***** DATASET

PR #520, opened 2020-07-30
[cudamapper] Move print_paf() to public interface

### LINKED ISSUE #516: [cudamapper] Expose print_paf() in public interface
As discussed in #508 `print_paf()` should be moved from `cudamapper/src/cudamapper_utils.hpp` into a new file in `cudamapper/include/claraparabricks/genomeworks/cudamapper`

nvvishanthi:
Moves the `print_paf()` function to the public interface so standard formatted prints don't have to be implemented by user

closes #516


cudamapper/include/claraparabricks/genomeworks/cudamapper/utils.hpp
```diff
@@ -0,0 +1,56 @@
...
+* distributed under the License is distributed on an "AS IS" BASIS,
+* WITHOUT WARRANTIES OR CONDITIONS OF ANY KIND, either express or implied.
+* See the License for the specific language governing permissions and
+* limitations under the License.
+*/
+
+#pragma once
+
+#include <mutex>
+#include <vector>
```
mimaric, line 20: Should we also include `#include <string>`?

cudamapper/src/cudamapper_utils.cpp
```diff
@@ -24,6 +24,8 @@
 #include <claraparabricks/genomeworks/utils/cudautils.hpp>
 #include <claraparabricks/genomeworks/utils/signed_integer_utils.hpp>
 
+#include <claraparabricks/genomeworks/cudamapper/utils.hpp>
```
mimaric, line 27: I think it would be better to do this include this where needed (`main.cu`)

cudamapper/src/cudamapper_utils.hpp
```diff
@@ -28,28 +28,9 @@ namespace claraparabricks
 namespace genomeworks
 {
 
-namespace io
```
mimaric, line 31: I can't comment on lines which were not edited. I would also remove `#include <mutex>` above

mimaric: `#include <claraparabricks/genomeworks/utils/allocator.hpp>` also looks suspicious (probably not part of this PR, but we can fix it while we're here)

nvvishanthi: Fixed. Removed mutex and allocator

cudamapper/include/claraparabricks/genomeworks/cudamapper/utils.hpp
nvvishanthi: Fixed

cudamapper/include/claraparabricks/genomeworks/cudamapper/utils.hpp
```diff
@@ -0,0 +1,56 @@
...
+* Unless required by applicable law or agreed to in writing, software
+* distributed under the License is distributed on an "AS IS" BASIS,
+* WITHOUT WARRANTIES OR CONDITIONS OF ANY KIND, either express or implied.
+* See the License for the specific language governing permissions and
+* limitations under the License.
+*/
+
+#pragma once
+
+#include <mutex>
```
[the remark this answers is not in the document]
nvvishanthi: Is this in reference to the just the <mutex> header? IMO it makes sense to have it here, since `std::mutex` is in the function signature. Am I missing something as to why having the header here isn't necessary?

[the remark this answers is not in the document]
mimaric: Sorry, you're right, I missed the fact that `mutex` is a parameter

cudamapper/src/cudamapper_utils.cpp
nvvishanthi: Fixed, I think. Included only in source file (utils.cpp), main.cu, and sample_cudamapper.cpp

mimaric: Ok. As mentioned in the general comment, I would create a separate `.cpp` file for this header

nvvishanthi: I might be misunderstanding something, but I created a new `.cpp` file in `cudamapper/src/utils.cpp` that corresponds to the `utils.hpp` header. Is this what you meant?

mimaric: yes, looks good now!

**********

▸ WORK INSTRUCTIONS: Please return every line from the first one in the records above down to the line containing "As discussed in", including both, exactly as written and nothing more.

▸ WRITTEN SOLUTION:
PR #520, opened 2020-07-30
[cudamapper] Move print_paf() to public interface

### LINKED ISSUE #516: [cudamapper] Expose print_paf() in public interface
As discussed in #508 `print_paf()` should be moved from `cudamapper/src/cudamapper_utils.hpp` into a new file in `cudamapper/include/claraparabricks/genomeworks/cudamapper`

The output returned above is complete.